Please print the entries below exactly, from the line with "- Streaming from" through the line with "Chunk.from(Range(current, current + size * step, step))", including both of those lines and leaving out all others.

________

PR #849, opened 2024-11-16
[data] make `Tag[Defer]` compact

hearnadam:


kyo-prelude/shared/src/main/scala/kyo/kernel/package.scala
```diff
@@ -5,7 +5,7 @@ package object kernel:
     enum Mode derives CanEqual:
         case Development, Staging, Production
 
-    private object internal:
+    private[kyo] object internal:
```
fwbrasil, line 8: I'd prefer to avoid making this visible to the rest of the codebase. An important aspect of the last major redesign was to avoid having code that uses the internal representation of the pending type outside of the kernel. It makes it easier to evolve the kernel in isolation. Can you make only `Defer` `private[kyo]`? It could be in the package object instead.

hearnadam: I could also create a test in the kernel namespace.

PR #850, opened 2024-11-18
[core][combinators] workaround issue with nested boundaries

fwbrasil:
This PR applies the workaround identified by @hearnadam with an `inline` indirection. I think we should still keep #804 open to explore a more proper solution. Users might need to define methods with boundaries and the workaround can be confusing.

### DIFF
--- a/kyo-core/shared/src/main/scala/kyo/Async.scala
+++ b/kyo-core/shared/src/main/scala/kyo/Async.scala
@@ -39,6 +39,11 @@ object Async:
       *   A Fiber representing the running computation
       */
     inline def run[E, A: Flat, Ctx](inline v: => A < (Abort[E] & Async & Ctx))(
+        using frame: Frame
+    ): Fiber[E, A] < (IO & Ctx) =
+        _run(v)
+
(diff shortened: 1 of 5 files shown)


kyo-core/shared/src/main/scala/kyo/Async.scala
```diff
@@ -39,6 +39,11 @@ object Async:
       *   A Fiber representing the running computation
       */
     inline def run[E, A: Flat, Ctx](inline v: => A < (Abort[E] & Async & Ctx))(
+        using frame: Frame
+    ): Fiber[E, A] < (IO & Ctx) =
+        _run(v)
+
+    private[kyo] inline def _run[E, A: Flat, Ctx](inline v: => A < (Abort[E] & Async & Ctx))(
```
hearnadam, line 46: As discussed offline, I don't think these can be `private` at all due to the `inline`... We may need to find a way to test only public `inline` functions in another namespace...

fwbrasil: I've just checked by moving `AsyncTest` to a `kyoTest` package and it seems ok.

hearnadam (approved):

Issue #679, opened 2024-09-23
Improve API of Streams


calvinlfer:
The current API of streams is quite low level requiring the user of the API to drop down to the underlying representation of Emit in order to deal with complexity (if you take a look at Virgil Kyo to see me struggling 😂). The underlying representation feels akin to ZIO’s channel or FS2’s Pull but it would be much nicer to offer more higher level combinators that prevent/delay the user of the API to reach for lower levels immediately and allows one to stay at a very high level of abstraction until one cannot and requires fine grained control and performance. The idea at least naively would be to eventually replicate the API surface (or provide similar or better expressivity) of the other 2 streaming libraries.

maujim:
Can you please clarify what the acceptance criteria are? I would like to /attempt #679

calvinlfer:
Given my experience of having used FS2 Streams & ZIO Streams which are pull-based solutions. I would love to see the following, @hearnadam & @fwbrasil please feel free to add or subtract since you folks have way more expertise:
* The ability to evaluate multiple effects in parallel (mapZIOPar and mapAsync/parEvalMap) preserving order
* The ability to evaluate multiple effects in parallel (mapZIOParUnordered and mapAsync/parEvalMapUnordered) without preserving order
* The ability to perform rechunking on the stream elements
* The ability to group multiple elements together using time and space (groupedWithin(x.seconds, y.sizeOfChunk))
* The ability to merge multiple Streams together (not sure if this makes sense)
* An API like Pull/ZChannel to model Streams - we may already have this
* The ability to have different ways to evaluate streams (runDrain/runCollect/etc.)
* More high level operators to create Streams - like paginate/ZStreams.async
* Integration with the rest of the Kyo ecosystem (Queue/Channel/etc.)

DamianReeves:
I'd suggest adding a `merge` operation as well.

johnhungerford:
Thinking about what work is left to do on stream, I thought I'd give a quick update of @calvinlfer 's feature list:

#### Finished
- The ability to perform rechunking on the stream elements
- Integration with the rest of the Kyo ecosystem (Queue/Channel/etc.)
  - Streaming from `Channel` and `Hub`
  - `Queue` integration was ruled out

#### Todo
- The ability to evaluate multiple effects in parallel (mapZIOPar and mapAsync/parEvalMap) preserving order
- The ability to evaluate multiple effects in parallel (mapZIOParUnordered and mapAsync/parEvalMapUnordered) without preserving order
[...]

PR #851, opened 2024-11-19
[prelude] make Stream lazier

hearnadam:
- stop using class member, enforcing accidental eagerness
- add new method: Stream.range to simplify creation of streams
- init/range: accept `chunkSize` to limit size of Chunks- Chunk.from (Array): remove AnyRef type bound

The first PR to address #679. This change is important to ensure the laziness of streams initialized from non-effectful sources.

### DIFF
--- a/kyo-prelude/shared/src/main/scala/kyo/Stream.scala
+++ b/kyo-prelude/shared/src/main/scala/kyo/Stream.scala
@@ -337,7 +337,8 @@ object Stream:
     private val _empty           = Stream(Stop)
     def empty[V]: Stream[V, Any] = _empty.asInstanceOf[Stream[V, Any]]
 
-    private inline def DefaultChunkSize = 4096
+    /** The default chunk size for streams. */
+    inline def DefaultChunkSize: Int = 4096
 
     /** Creates a stream from a sequence of values.
       *
@@ -408,7 +409,7 @@ object Stream:
                                         else
                                             ((current - end - 1) / step.abs).abs + 1
                                     val size  = (n min _chunkSize) min remaining
-                                    val chunk = Chunk.from(Array.range(current, current + size * step, step))
+                                    val chunk = Chunk.from(Range(current, current + size * step, step))
                                     Emit.andMap(chunk)(ack => Loop.continue(current + step * size, ack))
                                 end if
                     }
--- a/kyo-prelude/shared/src/main/scala/kyo/Stream.scala
+++ b/kyo-prelude/shared/src/main/scala/kyo/Stream.scala
@@ -4,6 +4,7 @@ import kyo.Emit.Ack
 import kyo.Emit.Ack.*
 import kyo.Tag
 import kyo.kernel.ArrowEffect
+import scala.annotation.nowarn
 import scala.annotation.targetName
 
 /** Represents a stream of values of type `V` with effects of type `S`.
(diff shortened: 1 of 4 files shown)


kyo-prelude/shared/src/main/scala/kyo/Stream.scala
```diff
@@ -328,25 +329,52 @@ final case class Stream[V, -S](v: Ack < (Emit[Chunk[V]] & S)):
 end Stream
 
 object Stream:
+    @nowarn("msg=anonymous")
+    inline def apply[V, S](v: => Ack < (Emit[Chunk[V]] & S)): Stream[V, S] =
```
fwbrasil, line 333: we can avoid the function allocation for `v`:

```suggestion
    inline def apply[V, S](inline v: => Ack < (Emit[Chunk[V]] & S)): Stream[V, S] =
```

kyo-prelude/shared/src/main/scala/kyo/Stream.scala
```diff
@@ -328,25 +329,52 @@ final case class Stream[V, -S](v: Ack < (Emit[Chunk[V]] & S)):
...
+                        if c.isEmpty then Loop.done(Ack.Continue())
+                        else
+                            val i = n min chunkSize
+                            Emit.andMap(c.take(i))(ack => Loop.continue(c.dropLeft(i), ack))
+            }
+        }
+
+    private def fromIterable[V, S](iterable: Iterable[V], chunkSize: Int)(using tag: Tag[Emit[Chunk[V]]], frame: Frame) =
+        Emit.andMap(Chunk.empty[V]) { ack =>
+            val iterator = iterable.iterator
```
fwbrasil, line 364: I'm not sure about this since using the iterator is a side effect

hearnadam: I removed it for now. Let's see if it's necessary later.

kyo-prelude/shared/src/main/scala/kyo/Stream.scala
```diff
@@ -328,25 +329,90 @@ final case class Stream[V, -S](v: Ack < (Emit[Chunk[V]] & S)):
...
+    @nowarn("msg=anonymous")
+    inline def apply[V, S](inline v: => Ack < (Emit[Chunk[V]] & S)): Stream[V, S] =
+        new Stream[V, S]:
+            def emit: Ack < (Emit[Chunk[V]] & S) = v
 
     private val _empty           = Stream(Stop)
     def empty[V]: Stream[V, Any] = _empty.asInstanceOf[Stream[V, Any]]
 
-    def init[V, S](seq: Seq[V] < S)(using tag: Tag[Emit[Chunk[V]]], frame: Frame): Stream[V, S] =
+    private inline def DefaultChunkSize = 4096
```
fwbrasil, line 340: What do you think about making this public? It'd be nice to document it and allow users to inspect it.

kyo-prelude/shared/src/main/scala/kyo/Stream.scala
```diff
@@ -328,25 +329,90 @@ final case class Stream[V, -S](v: Ack < (Emit[Chunk[V]] & S)):
...
+
+                                if !continue then Loop.done(Stop)
+                                else
+                                    val remaining =
+                                        if step > 0 then
+                                            ((end - current - 1) / step).abs + 1
+                                        else
+                                            ((current - end - 1) / step.abs).abs + 1
+                                    val size  = (n min _chunkSize) min remaining
+                                    val chunk = Chunk.from(Array.range(current, current + size * step, step))
```
fwbrasil, line 411: Could we use `collection.immutable.Range` here? It represents a range without allocating the individual items.

fwbrasil (approved):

________

* OUTPUT OF THE EXERCISE
  - Streaming from `Channel` and `Hub`
  - `Queue` integration was ruled out

#### Todo
- The ability to evaluate multiple effects in parallel (mapZIOPar and mapAsync/parEvalMap) preserving order
- The ability to evaluate multiple effects in parallel (mapZIOParUnordered and mapAsync/parEvalMapUnordered) without preserving order
[...]

PR #851, opened 2024-11-19
[prelude] make Stream lazier

hearnadam:
- stop using class member, enforcing accidental eagerness
- add new method: Stream.range to simplify creation of streams
- init/range: accept `chunkSize` to limit size of Chunks- Chunk.from (Array): remove AnyRef type bound

The first PR to address #679. This change is important to ensure the laziness of streams initialized from non-effectful sources.

### DIFF
--- a/kyo-prelude/shared/src/main/scala/kyo/Stream.scala
+++ b/kyo-prelude/shared/src/main/scala/kyo/Stream.scala
@@ -337,7 +337,8 @@ object Stream:
     private val _empty           = Stream(Stop)
     def empty[V]: Stream[V, Any] = _empty.asInstanceOf[Stream[V, Any]]
 
-    private inline def DefaultChunkSize = 4096
+    /** The default chunk size for streams. */
+    inline def DefaultChunkSize: Int = 4096
 
     /** Creates a stream from a sequence of values.
       *
@@ -408,7 +409,7 @@ object Stream:
                                         else
                                             ((current - end - 1) / step.abs).abs + 1
                                     val size  = (n min _chunkSize) min remaining
-                                    val chunk = Chunk.from(Array.range(current, current + size * step, step))
+                                    val chunk = Chunk.from(Range(current, current + size * step, step))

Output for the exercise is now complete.